24. We remind ourselves that at this stage, we cannot make any definitive pronouncements on the chances or otherwise of the intended appeal, that being the province of the Court when it will hear the appeal. The applicants intend to argue that the learned judge misapprehended the nature of a prima facie case, granted the fact that the Kiboi was already dead and buried on the date he was alleged to have sold the Title No. Ngong/Ngong/23839 to the 1st respondent; that there could have been no sale and transfer of the said property whilst they still continue to hold its original title; that on 16th July 2007 the records at the Land Registry indicated Kiboi was still the registered proprietor of the land, and more worrying, the deafening silence of the 1st and 2nd respondents on how they acquired the suit properties. In effect the applicants contend that the learned judge erred by ignoring the evidence putting to question the root of the 3rd and 4th respondents’

25. For their part, the 3rd and 4th respondents, maintain that they are bona fide purchasers, that they are the registered proprietors of the suit properties and holders of indefeasible title, that the suit properties have changed character and are now charged to a financial institution which is not a party to the suit, and that the applicants are guilty of laches.

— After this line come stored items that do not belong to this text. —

PR #412, opened 2024-10-22
Immutable searchspace

### LINKED ISSUE #371: Immutable search spaces
I currently see a larger set of problems that can all be traced back to the fact that our current `SubspaceDiscrete` class is mutable and we should consider making it immutable in the future. Here, I would only like to highlight a few of the problems so that they are not forgotten. We can then deal with them in autumn when I'm back (I already have a potential solution in mind but more on that later).

One of the biggest problems – since it can easily lead to unintended behavior / silent bugs – is that people might not properly take into account the statefulness of the problem, perhaps because they are simply unaware. Even if they are aware, they can easily forget. I've seen it already many times, in fact. 

### Simple example
Consider someone wants to run several studies on the same basic setup, e.g. testing two recommenders. A common thing that people might do:

```python
from baybe import Campaign
from baybe.recommenders import FPSRecommender, RandomRecommender

searchspace = NumericalDiscreteParameter("p", [0, 1, 2, 3]).to_searchspace()
recommenders = [RandomRecommender(), FPSRecommender()]

results = []
for recommender in recommenders:
    campaign = Campaign(searchspace, recommender=recommender)
    recommendations = campaign.recommend(3)
    results.append(recommendations)
```

At first glance, seems legit, but is wrong. Gives:
```bash
baybe.exceptions.NotEnoughPointsLeftError: Using the current settings, there are fewer than 5 possible data points left to recommend ......
```
because the second campaign uses the metadata that was modified during the first run. The problem can be easily avoided by making the space immutable, just like all other ingredients we offer for specifying campaigns. Of course, this requires a different approach to metadata handling.

------

After this illustrating case, let me just summarize all issues I currently see. There might be more, so I'll update the list whenever I spot another one:
* Chance of unknowingly reusing modified metadata (see example above)
* Semantically, metadata should belong to a campaign, not to the search space! It's a record of the experimentation process. We only store it in the search space for convenience reasons. --> Wrong responsibilities
* Related to the above point, you might want to be able to manage different sets of metadata simultaneously for different campaigns, without having to also manage corresponding copies of their searchspaces.
* Currently, the "marking" process alone is solved very inefficiently (see #344). Really, the process of "adding data to a campaign" should have zero cost.
* The current way metadata is accessed / modified is both very inelegant (in terms of user interface), hence error-prone, and gets abused all the time. People mess with it for finer control over the candidate space. But this should be done via a completely separate mechanism, not by touching private attributes.
* Because the metadata leaves the campaign after adding data, you cannot easily "undo" operations. For example, it's currently impossible to "remove the latests batch" because we can't access the state of the metadata before it was added.

AdrianSosic:
Fixes #371 by making `SubspaceDiscrete` stateless.

### Current Approach
* The `SubspaceDiscrete.metadata` attribute gets deprecated and the responsibility of metadata handling is shifted to `Campaign`
* The new mechanism is not yet final (see out of scope below) but designed in a way that allows to implement upcoming changes in a non-breaking manner. In particular:
  * The metadata handling mechanism is redesigned in that the actual metadata representation is completely hidden from the user, i.e. campaign manages the data in form of private attributes. This is to avoid further lock-in into `pandas` as our search space backend and prepares for future search space improvements by abstracting away the specific implementation details, enabling us to easily offer other backends (polars, databases, etc) in the future.
  * The `allow_*` flags are not yet migrated to the `Campaign` class, but the `AnnotatedSubspaceDiscrete` allows to migrate them in a follow-up PR (#423) without causing much friction
* A new user-facing method `Campaign.toggle_discrete_candidates` now allows convenient and dynamic control over the discrete candidate set, avoiding any fiddling with the backend dataframes and index manipulations. The positive effect can be seen in the much cleaner code parts of the simulation package.

### Out of scope / (potentially) coming next
* Migration of `allow_*` flags in order to make `Campaign` the unique place where the concept of metadata exists, i.e. campaigns will be the only stateful objects. A PR taking care of this should follow soon because the `get_candidates` signature of `SubspaceDiscrete` currently makes not much sense, as it expects these flags in a context where metadata does not exist.
* Once the flags are migrated, the `AnnotatedSubspaceDiscrete` might become obsolete since the `Campaign` class can then theoretically filter down the space before passing it to the recommender. This however requires an efficient implementation that does not cause unnecessary dataframe copies. 
* Actually turning the state space classes `frozen`. There a few other things that should be addressed at the same time (i.e. general cleanup of the classes).

### DIFF
--- a/CHANGELOG.md
+++ b/CHANGELOG.md
@@ -39,6 +39,8 @@ and this project adheres to [Semantic Versioning](https://semver.org/spec/v2.0.0
 - `SubstanceEncoding` value `MORGAN_FP`. As a replacement, `ECFP` with 1024 bits and
   radius of 4 can be used.
 - `SubstanceEncoding` value `RDKIT`. As a replacement, `RDKIT2DDESCRIPTORS` can be used.
+- The `metadata` attribute of `SubspaceDiscrete` no longer exists. Metadata is now
+  exclusively handled by the `Campaign` class.
 
 ## [0.11.3] - 2024-11-06
 ### Fixed
--- a/CHANGELOG.md
+++ b/CHANGELOG.md
@@ -10,6 +10,8 @@ and this project adheres to [Semantic Versioning](https://semver.org/spec/v2.0.0
 - Example for a traditional mixture
 - `add_noise_to_perturb_degenerate_rows` utility
 - `benchmarks` subpackage for defining and running performance tests
+– `Campaign.exclude_discrete_candidates` for dynamically un-/excluding discrete
+  candidates from recommendation
 
 ### Changed
 - `SubstanceParameter` encodings are now computed exclusively with the
--- a/CHANGELOG.md
+++ b/CHANGELOG.md
@@ -11,6 +11,7 @@ and this project adheres to [Semantic Versioning](https://semver.org/spec/v2.0.0
 - `add_noise_to_perturb_degenerate_rows` utility
 - `benchmarks` subpackage for defining and running performance tests
 – `Campaign.toggle_discrete_candidates` to dynamically in-/exclude discrete candidates
+- `DiscreteConstraint.get_valid` to conveniently access valid candidates
 
 ### Changed
 - `SubstanceParameter` encodings are now computed exclusively with the
--- a/CHANGELOG.md
+++ b/CHANGELOG.md
@@ -10,8 +10,7 @@ and this project adheres to [Semantic Versioning](https://semver.org/spec/v2.0.0
 - Example for a traditional mixture
 - `add_noise_to_perturb_degenerate_rows` utility
 - `benchmarks` subpackage for defining and running performance tests
-– `Campaign.toggle_discrete_candidates` for dynamically un-/excluding discrete
-  candidates from recommendation
+– `Campaign.toggle_discrete_candidates` to dynamically in-/exclude discrete candidates
 
 ### Changed
 - `SubstanceParameter` encodings are now computed exclusively with the
--- a/CHANGELOG.md
+++ b/CHANGELOG.md
@@ -10,7 +10,7 @@ and this project adheres to [Semantic Versioning](https://semver.org/spec/v2.0.0
 - Example for a traditional mixture
 - `add_noise_to_perturb_degenerate_rows` utility
 - `benchmarks` subpackage for defining and running performance tests
-– `Campaign.exclude_discrete_candidates` for dynamically un-/excluding discrete
+– `Campaign.toggle_discrete_candidates` for dynamically un-/excluding discrete
   candidates from recommendation
 
 ### Changed
--- a/CHANGELOG.md
+++ b/CHANGELOG.md
@@ -27,6 +27,8 @@ and this project adheres to [Semantic Versioning](https://semver.org/spec/v2.0.0
 - Rare bug arising from degenerate `SubstanceParameter.comp_df` rows that caused
   wrong number of recommendations being returned
 - `ContinuousConstraint`s can now be used in single point precision
+- Search spaces are now stateless, preventing unintended side effects that could lead to
+  incorrect candidate sets when reused in different optimization contexts 
 
 ### Deprecations
 - Passing a dataframe via the `data` argument to `Objective.transform` is no longer
--- a/CHANGELOG.md
+++ b/CHANGELOG.md
@@ -304,7 +304,7 @@ and this project adheres to [Semantic Versioning](https://semver.org/spec/v2.0.0
 - Simulation no longer fails for targets in `MATCH` mode
 - `closest_element` now works for array-like input of all kinds
 - Structuring concrete subclasses no longer requires providing an explicit `type` field
-- `_target(s)` attributes of `Objectives` are now de-/serialized without leading
+- `_target(s)` attributes of `Objectives` are now (de-)serialized without leading
   underscore to support user-friendly serialization strings
 - Telemetry does not execute any code if it was disabled
 - Running simulations no longer alters the states of the global random number generators
@@ -442,7 +442,7 @@ and this project adheres to [Semantic Versioning](https://semver.org/spec/v2.0.0
 - `mypy` for targets and intervals
 - Tests for code blocks in README and user guides
 - `hypothesis` strategies and roundtrip tests for targets, intervals, and dataframes
-- De-/serialization of target subclasses via base class
+- (De-)serialization of target subclasses via base class
 - Docs building check now part of CI
 - Automatic formatting checks for code examples in documentation
 - Deserialization of classes with classmethod constructors can now be customized
@@ -467,7 +467,7 @@ and this project adheres to [Semantic Versioning](https://semver.org/spec/v2.0.0
 - Use pydoclint as flake8 plugin and not as a stand-alone linter
 - Margins in documentation for desktop and mobile version
 - `Interval`s can now also be deserialized from a bounds iterable
-- `SubspaceDiscrete` and `SubspaceContinuous` now have de-/serialization methods
+- `SubspaceDiscrete` and `SubspaceContinuous` now have (de-)serialization methods
 
 ### Removed
 - Conda install instructions and version badge
--- a/baybe/campaign.py
+++ b/baybe/campaign.py
@@ -9,7 +9,7 @@ from typing import TYPE_CHECKING
 import cattrs
 import numpy as np
 import pandas as pd
-from attrs import Factory, define, evolve, field
+from attrs import define, evolve, field
 from attrs.converters import optional
 from attrs.validators import instance_of
 from typing_extensions import override
@@ -85,18 +85,7 @@ class Campaign(SerialMixin):
     """The employed recommender"""
 
     # Metadata
-    _searchspace_metadata: pd.DataFrame = field(
-        init=False,
-        default=Factory(
-            lambda self: pd.DataFrame(
-                False,
-                index=self.searchspace.discrete.exp_rep.index,
-                columns=_METADATA_COLUMNS,
-            ),
-            takes_self=True,
-        ),
-        eq=eq_dataframe,
-    )
+    _searchspace_metadata: pd.DataFrame = field(init=False, eq=eq_dataframe)
     """Metadata tracking the experimentation status of the search space."""
 
     n_batches_done: int = field(default=0, init=False)
@@ -115,6 +104,17 @@ class Campaign(SerialMixin):
         factory=pd.DataFrame, eq=eq_dataframe, init=False
     )
     """The cached recommendations."""
+
+    @_searchspace_metadata.default
+    def _default_searchspace_metadata(self) -> pd.DataFrame:
+        """Create a fresh metadata object."""
+        df = pd.DataFrame(
+            False,
+            index=self.searchspace.discrete.exp_rep.index,
+            columns=_METADATA_COLUMNS,
+        )
+        df.loc[:, _EXCLUDED] = self.searchspace.discrete._excluded
+        return df
 
     @override
     def __str__(self) -> str:
--- a/baybe/campaign.py
+++ b/baybe/campaign.py
@@ -9,7 +9,7 @@ from typing import TYPE_CHECKING
 import cattrs
 import numpy as np
 import pandas as pd
-from attrs import define, field
+from attrs import Factory, define, evolve, field
 from attrs.converters import optional
 from attrs.validators import instance_of
 from typing_extensions import override
@@ -21,6 +21,7 @@ from baybe.recommenders.base import RecommenderProtocol
 from baybe.recommenders.meta.base import MetaRecommender
 from baybe.recommenders.meta.sequential import TwoPhaseMetaRecommender
 from baybe.recommenders.pure.bayesian.base import BayesianRecommender
+from baybe.searchspace._annotated import AnnotatedSubspaceDiscrete
 from baybe.searchspace.core import (
     SearchSpace,
     to_searchspace,
@@ -39,6 +40,12 @@ from baybe.utils.plotting import to_string
 
 if TYPE_CHECKING:
     from botorch.posteriors import Posterior
+
+# Metadata columns
+_WAS_RECOMMENDED = "was_recommended"
+_WAS_MEASURED = "was_measured"
+_DONT_RECOMMEND = "dont_recommend"
+_METADATA_COLUMNS = [_WAS_RECOMMENDED, _WAS_MEASURED, _DONT_RECOMMEND]
 
 
 @define
@@ -76,6 +83,20 @@ class Campaign(SerialMixin):
     """The employed recommender"""
 
     # Metadata
+    searchspace_metadata: pd.DataFrame = field(
+        init=False,
+        default=Factory(
+            lambda self: pd.DataFrame(
+                False,
+                index=self.searchspace.discrete.exp_rep.index,
+                columns=_METADATA_COLUMNS,
+            ),
+            takes_self=True,
+        ),
+        eq=eq_dataframe,
+    )
+    """Metadata tracking the experimentation status of the search space."""
+
     n_batches_done: int = field(default=0, init=False)
     """The number of already processed batches."""
 
@@ -252,10 +273,18 @@ class Campaign(SerialMixin):
             self.n_fits_done += 1
             self._measurements_exp.fillna({"FitNr": self.n_fits_done}, inplace=True)
 
+        # Prepare the search space according to the current campaign state
+        annotated_searchspace = evolve(
+            self.searchspace,
+            discrete=AnnotatedSubspaceDiscrete.from_subspace(
+                self.searchspace.discrete, self.searchspace_metadata
+            ),
+        )
+
         # Get the recommended search space entries
         rec = self.recommender.recommend(
             batch_size,
-            self.searchspace,
+            annotated_searchspace,
             self.objective,
             self._measurements_exp,
             pending_experiments,
--- a/baybe/campaign.py
+++ b/baybe/campaign.py
@@ -37,7 +37,7 @@ from baybe.telemetry import (
     telemetry_record_value,
 )
 from baybe.utils.boolean import eq_dataframe
-from baybe.utils.dataframe import fuzzy_row_match
+from baybe.utils.dataframe import filter_df, fuzzy_row_match
 from baybe.utils.plotting import to_string
 
 if TYPE_CHECKING:
@@ -297,14 +297,13 @@ class Campaign(SerialMixin):
 
         Args:
             filter: A dataframe specifying the filtering mechanism to determine the
-                candidates subset to be in-/excluded. The subset is determined via a
-                join (see ``anti`` argument for details) with the discrete space.
+                candidates subset to be in-/excluded. For details, see
+                :func:`baybe.utils.dataframe.filter_df`.
             exclude: If ``True``, the specified candidates are excluded.
                 If ``False``, the candidates are considered for recommendation.
-            anti: If ``False``, the filter determines the points to be affected (i.e.
-                selection via regular join). If ``True``, the filtering mechanism is
-                inverted in that only the points passing the filter are unaffected (i.e.
-                selection via anti-join).
+            anti: Boolean flag deciding if the points specified by the filter or their
+                complement is to be kept. For details, see
+                :func:`baybe.utils.dataframe.filter_df`.
             dry_run: If ``True``, the target subset is only extracted but not
                 affected. If ``False``, the candidate set is updated correspondingly.
                 Useful for setting up the correct filtering mechanism.
@@ -312,19 +311,7 @@ class Campaign(SerialMixin):
         Returns:
             The discrete candidate set passing through the specified filter.
         """
-        exp_rep = self.searchspace.discrete.exp_rep
-        index_name = exp_rep.index.name
-
-        # Identify points to be dropped
-        points = pd.merge(
-            exp_rep.reset_index(names="_df_index"), filter, how="left", indicator=True
-        ).set_index("_df_index")
-        to_drop = points["_merge"] == ("both" if anti else "left_only")
-
-        # Drop the points
-        points.drop(index=points[to_drop].index, inplace=True)
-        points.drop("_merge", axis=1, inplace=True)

26. In our view, the issues raised by the applicants are not idle or frivolous. They are eminently arguable. Whether they will succeed or not is, of course, a different matter.

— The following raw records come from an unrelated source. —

PR #414, opened 2024-10-30
Enable Python 3.13

AdrianSosic:
Enables Python 3.13 and reverts the ONNX monkeypatch from #555 since a fix is now on the way from the `skl2onnx` side.

### DIFF
--- a/CHANGELOG.md
+++ b/CHANGELOG.md
@@ -6,6 +6,7 @@ and this project adheres to [Semantic Versioning](https://semver.org/spec/v2.0.0
 
 ## [Unreleased]
 ### Added
+- Support for Python 3.13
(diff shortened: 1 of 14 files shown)


CHANGELOG.md
AdrianSosic, line 1: @AVHopp @Scienfitz: The PR is basically ready for review. Cannot be merged yet, though, since not all of our deps support 3.13 at the moment. Currently, the install fails for `onnxruntime` but I've found in their issues that it'll be shipped in the next release, so probably just a matter of days. Once that passes, the pipeline will tell us if there are other unsupported packages. But no need to change anything on our end (I hope)

AVHopp: Just for understanding: Lockfile check obviously fails since the dependencies change, right?

AVHopp (approved):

27. We are equally satisfied that without an order of injunction, the intended appeal risks being rendered nugatory. The 3rd and 4th respondents have indicated their intention to alienate the developments they are carrying on in the suit properties to third parties. It is critically important that this dispute is not convoluted any further by involving third parties before the hearing and determination of the appeal.

28. We are therefore satisfied that the applicants have satisfied the two requirements under rule 5(2) (b) of the Court of Appeal Rules. We accordingly grant an order of injunction restraining the 3rd and 4th respondents from selling or transferring the suit properties until the intended appeal is heard and determined. Due to the urgency of the matter, we direct the applicants to file and serve the record of appeal within the forty-five days from the date of this ruling.

29. Costs of the application shall abide the outcome of the intended appeal. It is so ordered.

DATED AND DELIVERED AT NAIROBI THIS 26TH DAY OF JULY, 2024. K. M’INOTI……………………...…..…JUDGE OF APPEALA. K. MURGOR…………………..….......…JUDGE OF APPEALS. ole KANTAI………………..…………..…JUDGE OF APPEALI certify that this is a true copy of the original.SignedDEPUTY REGISTRAR.